- A TikTok employee who sued the Trump administration over attempts to block the app will get his first hearing in court on Tuesday.
- Patrick Ryan filed his suit in mid-August over concerns TikTok’s US employees wouldn’t get paid after Trump issued two executive orders with an eye to forcing a sale or ban of the app.
- TikTok appears to be moving closer to a resolution, as Oracle confirmed it was parent firm’s ByteDance chosen “trusted technology partner”, beating out an acquisition bid by Microsoft.
- Visit Business Insider’s homepage for more stories.
The first hearing of a lawsuit by one of TikTok’s US employees will take place on September 15, amid ongoing speculation about the fate of the video app’s business.
The judge presiding over the case has said he may making a ruling on the same day.
The hearing comes as Oracle bids to become TikTok’s proposed “trusted technology partner” in the US, beating out an acquisition bid by Microsoft and pending White House approval.
Patrick Ryan, a technical program manager for TikTok since April, initially filed his suit against President Donald Trump’s administration in mid-August. Ryan, who joined TikTok from Google, is also a lawyer.
Ryan’s suit was in response to two August executive orders from Trump that looked to effectively ban TikTok in the US if it doesn’t sell to an American buyer by September 20, imperiling the incomes of its US employees.
“The fear is that we will not be able to receive our paychecks after September 20,” Ryan told Business Insider at the time.
On September 5, Ryan filed a temporary restraining order to try and prevent Trump and Wilbur Ross from shutting down TikTok.
Recognising the potential risk to TikTok’s 1,500 US employees, the judge presiding in the case has since set what Ryan calls “an aggressive briefing schedule”, calling the case for hearing at 9am local time on September 15.
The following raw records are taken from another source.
PR #486, opened 2023-05-17
Set source path

lievenhey:
this patch add allows the user to add a custom source path which will
overwrite the source path provided in the binary
this makes the disassembler, ... work if the source code directory was
moved after creating the binary

closes: #418

### DIFF
--- a/src/models/disassemblyoutput.cpp
+++ b/src/models/disassemblyoutput.cpp
@@ -121,6 +121,32 @@ QString findBinaryForSymbol(const QStringList& debugPaths, const QStringList& ex
 }
 }
 
+// not in an anonymous namespace so we can test this
+QString findSourceCodeFile(const QString& originalPath, const QStringList& sourceCodePaths, const QString& sysroot)
+{
+    if (QFile::exists(originalPath)) {
+        return originalPath;
+    }
+
+    QString sysrootPath = sysroot + QDir::separator() + originalPath;
+    if (QFile::exists(sysrootPath)) {
+        return sysrootPath;
+    }
+
+    for (const auto& sourcePath : sourceCodePaths) {
+        for (auto it = originalPath.begin(); it != originalPath.end();
+             it = std::find(++it, originalPath.end(), QDir::separator())) {
+            QString path = sourcePath + QDir::separator() + QString(it, std::distance(it, originalPath.end()));
+            QFileInfo info(path);
+            if (info.exists()) {
+                return info.canonicalFilePath();
+            }
+        }
+    }
+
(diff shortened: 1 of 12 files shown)


src/models/disassemblyoutput.cpp
```diff
@@ -119,6 +119,52 @@ QString findBinaryForSymbol(const QStringList& debugPaths, const QStringList& ex
 
     return {};
 }
+
+int longestCommonLengthFromEnd(const QString& a, const QString& b)
+{
+    const auto lengthA = a.length();
+    const auto lengthB = b.length();
+    int shortestLength = std::min(lengthA, lengthB);
```
milianw, line 127: `const auto`

...but:

I believe this whole thing is basically an application of std::mismatch, no? see

https://en.cppreference.com/w/cpp/algorithm/mismatch

src/models/disassemblyoutput.cpp
```diff
@@ -119,6 +119,52 @@ QString findBinaryForSymbol(const QStringList& debugPaths, const QStringList& ex
...
+    QString candidate;
+
+    QFileInfo info(originalPath);
+
+    for (const auto& path : sourceCodePaths) {
+        // we want the longest matching path since some projects are organized like this:
+        // - liba/lib.c
+        // - libb/lib.c
+
+        QDirIterator it(path, {info.fileName()}, QDir::NoFilter, QDirIterator::Subdirectories);
```
milianw, line 156: if someone adds `/` to the source code paths then this will become _really_ slow as we'll be basically looping the whole file system for every source code file we are looking up?

instead, we should:

- first lookup the originalPath directly
- then fallback to the originalPath in the sysroot
- then loop over the source paths in this manner:

given a path `/foo/bar/file.c` and a source path `$SP` you'd start lookup:

```
$SP/foo/bar/file.c
$SP/bar/file.c
$SP/file.c
```

i.e. pop the dirs from the front of the source path until only the filename remains and attach that to the source dir.

I think ideally the loop should also be such that we first lookup the full paths in all source dirs, then pop the dir from front of the source path and try again all source dirs. that way the most specific path in any of the source dirs wins, which sounds correct to me?

milianw (dismissed):

src/models/disassemblyoutput.cpp
lievenhey: I was sure something like this was in the standard, but I could find anything. Seems like I used the wrong search words

milianw (changes requested):

milianw (approved):
lgtm, feel free to push once the CI has tested it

“We’re encouraged that the court is moving so fast,” Ryan told Business Insider. “Judge Chhabria has not yet commented on the merits of the case, but the aggressive schedule that he set indicates that the court appreciates the urgency.”
Ryan feels confident that the case has merits in the eyes of the court, not least because he was joined by the Electronic Frontier Foundation (EFF), a digital civil liberties organisation, in the case via an amicus brief. The EFF’s amicus brief outlines their concerns that Trump’s executive order violates TikTok employees’ first amendment rights.
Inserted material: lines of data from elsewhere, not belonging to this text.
Issue #483, opened 2023-04-27
KDDockWidgets warning during startup


GitMensch:
When starting hotspot (current AppImage) I get 

 ~~~
 kf.coreaddons: "Could not find plugin kgraphviewerpart"
void KDDockWidgets::Config::setFlags(KDDockWidgets::Config::Flags) Only use this function at startup before creating any DockWidget or MainWindow ; These are already created:  ("results") ("summary", "bottomUp", "topDown", "flameGraph", "callerCallee", "disassembly", "frequency", "timeLine") QVector()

The Trump administration’s lawyers don’t feel the same. In a 24-page response filed on September 10, the defendants in the case claim the application for a restraining order on the president’s decision should be denied.
“The United States Government has determined, based on years of accumulated experience and intelligence, that TikTok poses a direct threat to the privacy and security of US persons,” the response claims.
Ryan himself responded to that by telling the judge in a legal filing that “TikTok is an appealing political target for President Trump because he believes that the popular social media platform caused his campaign to embarrass itself over the expected attendance at his political rally in Tulsa, Oklahoma on June 20, 2020, and because many TikTok users use the platform to satirize the President.
“As a result, the US employees of TikTok and their families have been made pawns in a political spitting match between China and President Trump, who has decided to make ‘Tough on China’ a central theme of his re-election campaign.”
It’s possible, however, the White House could accept Oracle’s offer to become TikTok’s partner in the US and allow the app to keep operating.
The district court hearing will take place via Zoom on September 15.